In its latest paper, the Australian Energy Market Operator (AEMO) suggested that a staged approach to the energy transition may be necessary given the technical challenges associated with integrating variable inverter-based resources. It compared Australia with other international power systems and concluded lessons could be learned from other global leader operating with high instantaneous penetration of wind and solar generation.
In the report titled Maintaining system security with high penetrations of wind and solar generation, AEMO states that parts of Australia are already experiencing some of the highest levels of wind and solar generation in the world, including one of the highest levels of residential solar PV (graph below). “Australia is achieving these very high levels while at the forefront of connecting wind and solar generation in areas with low system strength,” AEMO said.
Looking at the electricity markets abroad, AEMO finds that international power system operators have taken a staged approach to operating power systems with progressively less synchronous generation online, noting that a similar approach could be considered in Australia.
“This could include taking a precautionary approach (such as mitigating risks and holding extra reserve) for a period (for example, one year) while the system is operated closer to its limits (for example, with fewer synchronous generators online) to build experience and confidence, before accepting those conditions as a new norm,” the report states.
In terms of successful integration of high levels of distributed energy resources like rooftop solar, AEMO highlights the importance of an increasing level of visibility, predictability, and controllability of these small distributed devices.
With around 1 GW of small-scale solar PV on the grid at the end of June, South Australia is a living lab for the country’s energy transition.
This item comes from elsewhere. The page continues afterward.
PR #150, opened 2016-07-27
Handle disabling stream redirection gracefully

mortenpi:
Currently, if `STDOUT` and `STDERR` have not been redirected by `redirect_output_stream!`, `restore_output_stream!` and `withoutput` calls throw `UndefRefError`s, since the `CombinedStream` fields are not initialized. With this change restoring or using non-redirected streams just prints an error.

Last Sunday, the state set a new record for minimum operational demand at 475 MW, as rooftop solar led the way covering 64% of the total demand.
In the new report, AEMO suggests its needs to learn more about control over rooftop PV, noting that currently there is limited to no real-time visibility of PV systems under 5 MW. It points out that 70% of small-scale PV in Germany and Italy are commercial systems with telemetry, while some form of feed-in management over a large fleet of residential solar PV systems for emergency situations has been implemented in Germany, Japan, and Hawaii. Finally, it notes several countries have mandated improved inverter functionality.
System strength and frequency management
On the broader level, AEMO states that the transformation of the power system is presenting new engineering challenges that must be addressed. “Managing variability and uncertainty is increasingly challenging at higher levels of wind and solar generation,” it said.
In one of its recent market interventions, AEMO constrained the output of five large-scale solar generators by 50%, including four solar farms located in north-west Victoria in reaction to voltage fluctuations in the Victorian and NSW 220 kV network. By the time the fluctuations were resolved, AEMO had to partially constrain the affected generators to manage power system security.
Noting that it is now undertaking detailed analysis to understand how ramping challenges are likely to emerge in the NEM with increasing levels of wind and solar generation, AEMO pointed to Ireland and California, which have implemented ramping constraints on wind and solar to ensure a sufficient amount of system flexibility is available to cover renewable variability.
As per frequency regulation, AEMO finds that Australia should consider international approaches to frequency management in high renewable generation systems, including approaches to maintaining sufficient inertia and enablement of primary frequency response on all generators, like those implemented in Texas and Ireland.
The report released on Tuesday as part of the Renewable Integration Study is intended to complement the 2020 Integrated System Plan (ISP) process and to inform future ISPs and policymakers. On top of that, it will inform AEMO’s to-do list.
Leveraging the insights from this paper, AEMO’s focus will now be on: quantifying the technical limits of the NEM for a projected generation mix and network configuration in 2025; identifying any ultimate theoretical limits on renewable penetration levels in the NEM; and identifying potential technology options to help enable system operation up to these ultimate limits.
AEMO’s report on these investigations is scheduled for Q1 2020.